• **WHAT THIS TASK INVOLVES**
What lines in the listing below hold the string "using"? Please copy them out.

• **TASK MATERIAL**
──────────
PR #3817, opened 2026-07-31
fix(examples): make using-migrations test self-contained (#3816)

### LINKED ISSUE #3816: examples/using-migrations test is not self-contained: migration state persists in Redis between runs

akshat-kumar-singhal:
**Description:**

Fixes #3816.

`examples/using-migrations` passed once against a fresh Redis/MySQL pair and failed on every run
──────────
• **EXPECTED OUTPUT**
fix(examples): make using-migrations test self-contained (#3816)
### LINKED ISSUE #3816: examples/using-migrations test is not self-contained: migration state persists in Redis between runs
`examples/using-migrations` passed once against a fresh Redis/MySQL pair and failed on every run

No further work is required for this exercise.